Although the environment is a bit different this year, Addy Engels is at home in the Tour of Italy. De Drent, who landed in Budapest on Tuesday afternoon, was active in the Italian stage race nine times as a rider and will start his tenth Giro as team leader.
The advance target of Jumbo-Visma, the team for which he has been working since 2016, is difficult to formulate, Engels also acknowledges. For the time being, the leaders Tom Dumoulin and the Norwegian Tobias Foss are still guessing about the form. That is why Sam Oomen was consciously put forward for the classification. “Tobias has dropped out a few times and has been ill. It has not been a flawless preparation. Not even for Tom of course.” Dumoulin also struggled with illness and had to dismount in the Tour of Catalonia.
The classification men of the team have prepared themselves at height in Tenerife. Engels: “The ambition is there, but only when the race has started, we will be able to estimate where we stand.”
The Giro starts in the Hungarian capital, which is gently turning pink. Friday will start with an interesting stage with an uphill finish. An individual time trial will follow on Saturday, the next day a stage that seems to be made for the sprinters.
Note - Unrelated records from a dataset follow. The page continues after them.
Issue #355, opened 2018-04-11
On small screens and recent mediawiki ZIM files, the sections can not be "opened"


mossroy:
The CSS detects that the screen is small, and collapses the sections.
Normally, a click on the section name should open it, through the javascript "toggleOpenSection" call.
But it is based on jQuery, which is not loaded in the iframe (because no javascript is injected at all for now. See #152).
As a consequence, the section content can not be read at all.

On Firefox OS, the CSP seems to block the inline javascript call too (but this old platform is not a priority).

The best way to solve this would be to enable javascript, by implementing #152. I think it's the first approach we should try.

mossroy:
The CSP of browser extensions also blocks inline javascript by default, both on Firefox and Chrome.
But the console error of Chrome gives some interesting hints, that should be tested : 

> Refused to execute inline script because it violates the following Content Security Policy directive: "script-src 'self' blob: filesystem: chrome-extension-resource:". Either the 'unsafe-inline' keyword, a hash ('sha256-kuvNbvNowm0sZo4Jsuyt1dmRAsyQrNP0d1OW1SQe1Sk='), or a nonce ('nonce-...') is required to enable inline execution.

Jaifroid:
Does it block the whole script in `<script>...</script>` tags on the page, or just the .onclick events? And does it block `windows.onload` inline as well? If it blocks everything that is not an external script or a DOM attached event, we'll have to take the script block and transform it into a script blob to attach to the DOM I guess.

Alternatively, we could conclude that the header open-close routine is generic enough to our main use-case (Wikimedia) that we support it internally. But I do understand the reasons for not doing so, and for keeping Kiwix JS as generic and universal as possible. And if we're ever to support PhET, we have to have to have generic mechanisms as far as possible.

mossroy:
It confirm it blocks at least the code inside `<script>...</script>` tags, and most probably all the javascript that is embedded inside the HTML (including the ones in onclick attributes).

The "unsafe-inline" CSP directive can be added in the manifest.json, but is ignored by Firefox and Chrome : both browsers consider it's too dangerous and don't allow this directive in extensions. See https://developer.mozilla.org/Add-ons/WebExtensions/manifest.json/content_security_policy and https://developer.chrome.com/extensions/contentSecurityPolicy

The only exception they seem to allow is to put in the manifest.json a hash of each allowed content.
[...]

PR #358, opened 2018-04-23
Open headers and blocks #355

Jaifroid:
See comment in #355.


www/js/app.js
```diff
@@ -932,6 +932,12 @@ define(['jquery', 'zimArchiveLoader', 'util', 'uiUtil', 'cookies','abstractFiles
         }
 
         function loadCSSJQuery() {
+            // Ensure all headers are open for clients that lack JavaScript support [kiwix-js #355]
+            var iframe = document.getElementById('articleContent').contentDocument;
+            var collapsedBlocks = iframe.querySelectorAll('.collapsible-block:not(.open-block)');
+            for (var i = collapsedBlocks.length; i--;) {
```
Jaifroid: @mossroy As there are potentially a large number of blocks in a long document,  I've optimized this loop for speed using a decrement iterator. See https://stackoverflow.com/questions/3520688/javascript-loop-performance-why-is-to-decrement-the-iterator-toward-0-faster-t for explanation of syntax (it's not a mistake!).

Jaifroid:
OK, but the problem with modifying the CSS is that the open-close feature will then stop working even in browsers that support inline javascript.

For English (44) the Italian course is familiar environment. For a long time he was the Dutchman with the most participations to his name: nine. Last year Jumbo rider Jos van Emden passed him. “I tried to stop his selection a few more times.” A joke of course, because the same Van Emden gave him one of the best memories of the race he himself rode for the first time in 2000 with a win in the final time trial in 2017.
There were more beautiful moments. As a rider (“then young and talented”) he showed himself in a mountain stage in 2002 and was close to a stage win four years later. The sports director, who started in 2012 at Argos-Shimano, enjoyed the stage win of Slovenian Luka Mezgec in Trieste, close to his homeland. “We lost Marcel Kittel and Mezgec became our man for the sprints. We succeeded on the very last day.” In the 2016 Giro, Steven Kruijswijk seemed on his way to the overall victory, until he came to a stop against a snowy mountain ridge three days before the end. “But that Giro is also a nice memory.”
There were also bad moments. In his last Giro as a rider he was teammate of Wouter Weylandt, the Belgian who died after a fall. In 2020, the team had to go home early due to corona infections. Last year, intended leader George Bennett was disappointing, but Foss (9th) showed himself. “He was able to develop well there. Now we lack measuring moments. I can only say that we are going for the best possible result.”